[Exercise]: In the lines below, the string "brtable" may appear; say how many lines hold it and give nothing more.
Records to process section start
PR #26009, opened 2026-09-13
Copy PrecalculatedRouteDirection and RouteConditionalHelper to OsmAnd-shared

alex-dev-neo:

`PrecalculatedRouteDirection` and `RouteConditionalHelper`, with `KMapUtils.getProjectionPoint31` checked bit for bit against `MapUtils` in `KMapUtilsProjectionCompatTest`. `PrecalculatedRouteCompatTest` builds directions from chains of real road segments on both sides, adopts them for a start and a target the way a calculation does, and compares estimates, deviations and indices; and runs the conditional helper over every road at four moments and compares the road's types afterwards.

One thing the converter had to learn from that: the java reader calls `completeRouteEncodingRules()` once a region's rules are in, which gives every conditional rule the id of its value's rule; a region copied without that answers 0 to every conditional.

Supersedes #25922.


alex-dev-neo:

PR #1372, opened 2019-02-07
Avoids leak in wasm details

catenacyber:
Extending cs_detail in capstone.h

Another way would have been to change the prototype of `cs_free`
This change seemed to me less disruptive for existing programs (no need to change the code using capstone, just a bit more memory consumption)

This was found by oss-fuzz :
https://bugs.chromium.org/p/oss-fuzz/issues/detail?id=12952

(And this likely hides other bugs from fuzzing)

### DIFF
--- a/arch/WASM/WASMDisassembler.c
+++ b/arch/WASM/WASMDisassembler.c
@@ -389,10 +389,6 @@ static bool read_varuint32(const uint8_t *code, size_t code_len, uint16_t *param
 
 	if (MI->flat_insn->detail) {
 		MI->flat_insn->detail->wasm.op_count = 1;
-		MI->flat_insn->detail->wasm.operands = cs_mem_malloc(sizeof(cs_wasm_op));
-		if (!(MI->flat_insn->detail->wasm.operands)) {
-			return false;
-		}
 		MI->flat_insn->detail->wasm.operands[0].type = WASM_OP_VARUINT32;
 		MI->flat_insn->detail->wasm.operands[0].size= len;
 		MI->flat_insn->detail->wasm.operands[0].varuint32= data;
@@ -423,10 +419,6 @@ static bool read_varuint64(const uint8_t *code, size_t code_len, uint16_t *param
 
 	if (MI->flat_insn->detail) {
 		MI->flat_insn->detail->wasm.op_count = 1;
-		MI->flat_insn->detail->wasm.operands = cs_mem_malloc(sizeof(cs_wasm_op));
-		if (!(MI->flat_insn->detail->wasm.operands)) {
-			return false;
-		}
 		MI->flat_insn->detail->wasm.operands[0].type = WASM_OP_VARUINT64;
 		MI->flat_insn->detail->wasm.operands[0].size = len;
 		MI->flat_insn->detail->wasm.operands[0].varuint64 = data;
@@ -452,15 +444,10 @@ static bool read_memoryimmediate(const uint8_t *code, size_t code_len, uint16_t 
 
 	if (MI->flat_insn->detail) {
 		MI->flat_insn->detail->wasm.op_count = 2;
-		MI->flat_insn->detail->wasm.operands = cs_mem_malloc(sizeof(cs_wasm_op) * 2);
-		if (!(MI->flat_insn->detail->wasm.operands)) {
-			return false;
-		}
 	}
 
 	data[0] = get_varuint32(code, code_len, &tmp);
 	if (tmp == -1) {
-		cs_mem_free(MI->flat_insn->detail->wasm.operands);
 		return false;
 	}
 
@@ -473,7 +460,6 @@ static bool read_memoryimmediate(const uint8_t *code, size_t code_len, uint16_t 
 	len = tmp;
 	data[1] = get_varuint32(&code[len], code_len - len, &tmp);
 	if (len == -1) {
-		cs_mem_free(MI->flat_insn->detail->wasm.operands);
 		return false;
 	}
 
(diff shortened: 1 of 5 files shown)


aquynh:
this is nice, but i am wondering if we can fix it differently by having operands as a fixed size array, @spikel?

catenacyber:
We have some line 
`MI->flat_insn->detail->wasm.operands = cs_mem_malloc(sizeof(cs_wasm_op) * (length + 2))`
which makes fixed size impossible
This is (as I understand) a jump table of a switch.
Maybe it would be best to retain only memory address and size of this jump table...

There seem to me to be other problems with this code (lack of check before allocating much arbitrary memory size)

include/capstone/capstone.h
```diff
@@ -315,6 +315,7 @@ typedef struct cs_detail {
 		cs_wasm wasm;	///< Web Assembly architecture
 		cs_mos65xx mos65xx;	///< MOS65XX architecture (including MOS6502)
 	};
+	cs_arch arch; ///Used architecture (for architecture-specific free)
```
aquynh: this does not look good, but sounds like we cannot avoid adding this field? 

another solution is to have a new csh argument for cs_free()

catenacyber: Indeed.
As a recap, I see three solutions :
* this patch (but more memory consumption)
* changing `cs_free` prototype (but changing interface is painful for people using this project)
* changing how WASM handles this "switch" jump table (but I am not sure if this relevant for WASM)

Which is the best ?

aquynh: yes we try best to avoid breaking compatibility, but in this case i think that is still better than having the extra arch field in cs_insn. finally, it was a mistake not to have csh arg in every API. we may afford changing API in the version 5, which will have major update in all archs.

if there is upper limit for brtable, we can avoid this mess by having fixed code array for operands. lets see what @spikel has to say when he is back.

catenacyber:
So, oss-fuzz indeed found the bug for arbitrary size memory allocation : 
https://bugs.chromium.org/p/oss-fuzz/issues/detail?id=12952

So I pushed another commit adding a safety check...

aquynh:
nice work! i think @spikel will get back from holidays next week to look at this bug.

aquynh:
oh now this PR mixes with an old commit, from arch/TMS320C64x/TMS320C64xMapping.c.
can you try to sync your fork, and see if that goes away?

catenacyber:
I rebased to remove this other commit

aquynh:
Another way to avoid break compatibility is to have a new API, lets say cs_free_ex(), which accepts csh as its first param, and promote it as future replacement for cs_free() in next few version.

catenacyber:
Newest version changes how WASM handles this switch table, this seems better for #1381 as well

aquynh:
so the main change is that operands[] now has upper limit of 2?

catenacyber:
Yes :
+ no more allocs and frees : no need to change the API :-), no arbitrary size memory allocation
+ no overlong (>512) instruction printing
- But the user has to read the variable uint32 targets himself...

SpikeI:
> Yes :
> 
> * no more allocs and frees : no need to change the API :-), no arbitrary size memory allocation
> * no overlong (>512) instruction printing
> 
> * But the user has to read the variable uint32 targets himself...

I want to try another solution, before I malloc the memory, I do some basic check, to make sure there are enough bytes to satisfied this length. then I will do malloc, if not, I will return false. what's more, I do not malloc such large memory space at one time, first I will malloc 1/4 of the needed space, and realloc twice. the first malloc make sure the space is the same as the binary size itself, If we have a big binary we also need a big memory space. I think it is reasonable.
The purpose of this plan is to avoid the user gives us a fake length, and we should do some thing to check the code if we can trust this length.
and I dont think there is a limit of br_table param length, so I cant use fixed size array. Or It may influence the user who use it in a right way.
that's my opinion, If you have a better solution. Im glad to accept it.

arch/WASM/WASMDisassembler.c
```diff
@@ -321,7 +321,7 @@ static uint64_t get_varuint64(const uint8_t *code, size_t code_len, size_t *leng
 			return 0;
 		}
 
-		data = data + ((code[i] & 0x7f) << (i * 7));
+		data = data + (((uint64_t) code[i] & 0x7f) << (i * 7));
```
aquynh: this should fit in a separate pull req, so i can merge it independently?

catenacyber: indeed, do you want me to submit a separate pull request ?

catenacyber:
@Spikel this will not solve yet the overlong instruction printing from #1381 : capstone limits it to 512 bytes, and so we cannot print a WASM brtable with some hundreds of targets...

For the safety checks, you can look at https://github.com/aquynh/capstone/pull/1372/commits/6e53ff1cc374ccff32e41eb13757d4e890177527

This proposed solution looks to me more like `switch` instruction in other architectures : the jump table's address is given and the user has to decode all the targets himself. The difference with other architectures is that with WASM, targets are encoded with variable length...

@aquynh what do you think ?

arch/WASM/WASMDisassembler.c
aquynh: yes, please

aquynh:
Wasm is really special, because it has this br_table instruction, that can be arbitrary long, thus cannot fit into the existing model.

@catenacyber i think your approach is reasonable. @SpikeI may come up with a similar fix.

arch/WASM/WASMDisassembler.c
aquynh: or if @SpikeI agree with every changes here, i can merge all of them, without needing you to create a new PR.

SpikeI:
> Wasm is really special, because it has this br_table instruction, that can be arbitrary long, thus does fit into the existing model.
> 
> @catenacyber i think your approach is reasonable. @SpikeI may come up with a similar fix.

@catenacyber @aquynh 
yes, I agree with this fix, please merge

aquynh:
merged, thanks!

catenacyber:
Thanks @SpikeI for agreeing and congratulations for your work :-)

PR #1375, opened 2019-02-12
Avoids overflow in getRegisterName for TMS320C64x

catenacyber:
Found by oss-fuzz
https://bugs.chromium.org/p/oss-fuzz/issues/detail?id=12957
https://bugs.chromium.org/p/oss-fuzz/issues/detail?id=12965

Maybe the best fix is to avoid calling `getRegisterName` with an invalid register as is done with the other architectures, using the result from `MCOperand_getReg` as an input to `getRegisterName`

### DIFF
--- a/arch/TMS320C64x/TMS320C64xDisassembler.c
+++ b/arch/TMS320C64x/TMS320C64xDisassembler.c
@@ -272,6 +272,8 @@ static DecodeStatus DecodeMemOperandSc(MCInst *Inst, unsigned Val,
 	else if((base >= TMS320C64X_REG_B0) && (base <= TMS320C64X_REG_B31))
 		base = (base - TMS320C64X_REG_B0 + TMS320C64X_REG_A0);
 	basereg = getReg(GPRegsDecoderTable, base);
+	if (basereg ==  ~0U)
+		return MCDisassembler_Fail;
 
 	switch(mode) {
 		case 0:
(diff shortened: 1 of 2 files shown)


aquynh:
but this does not fix the root cause, just to prevent the exploitation.
can we find out where the bug is?

catenacyber:
Well, the "root cause" is that the input of `getRegisterName` is `base = (Val >> 12) & 0x7f;` instead of the result of `MCOperand_getReg` as with other architectures.

So, should we rather fix `DecodeMemOperand` in arch/TMS320C64x/TMS320C64xDisassembler.c and such so that they check that the register is valid ? 
Is it normal that these memory operands get encoded with `MCOperand_CreateImm0` ?

aquynh:
for the record, can you please provide the input to cstool, that triggers this bug?

@fotisl, please comment.

catenacyber:
`cstool -d tms320c64x 55760855`
`cstool -d tms320c64x 49654965`

fotisl:
The patch appears to mitigate the issue. However, I'm not sure whether it should be fixed in `DecodeMemOperand` or at `getRegisterName`. In reality, the problem is that an unknown register is encoded in the binary. So if you check for this in `DecodeMemOperand` you won't be able to get any info on the instruction, not even the operation on the unknown register. However, if you fix it at `getRegisterName` you will be able to get all the information you need, but you won't be able to get the name of the register because it's unknown. I think that the approach used at this patch is the best.

aquynh:
i think the best approach is to detect invalid as soon as possible, to propagate the error back to `cs_disasm()`. so the earlier detection, the better. looking at the other archs, you can see that some of them do not verify the register id. the reason is because i think that is not the right place to catch the bug, and by catching the bug there, we miss the root cause.

anyway, this fix of `getRegisterName()` does not report the error, so we need a better solution. detecting error at `DecodeMemOperand()` is better (if possible), because we can return `MCDisassembler_Fail` there.

catenacyber:
So, here is a new patch

fotisl:
New patch appears to be good.

aquynh:
awesome, merged, thanks!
Records to process section end
[Response]: 2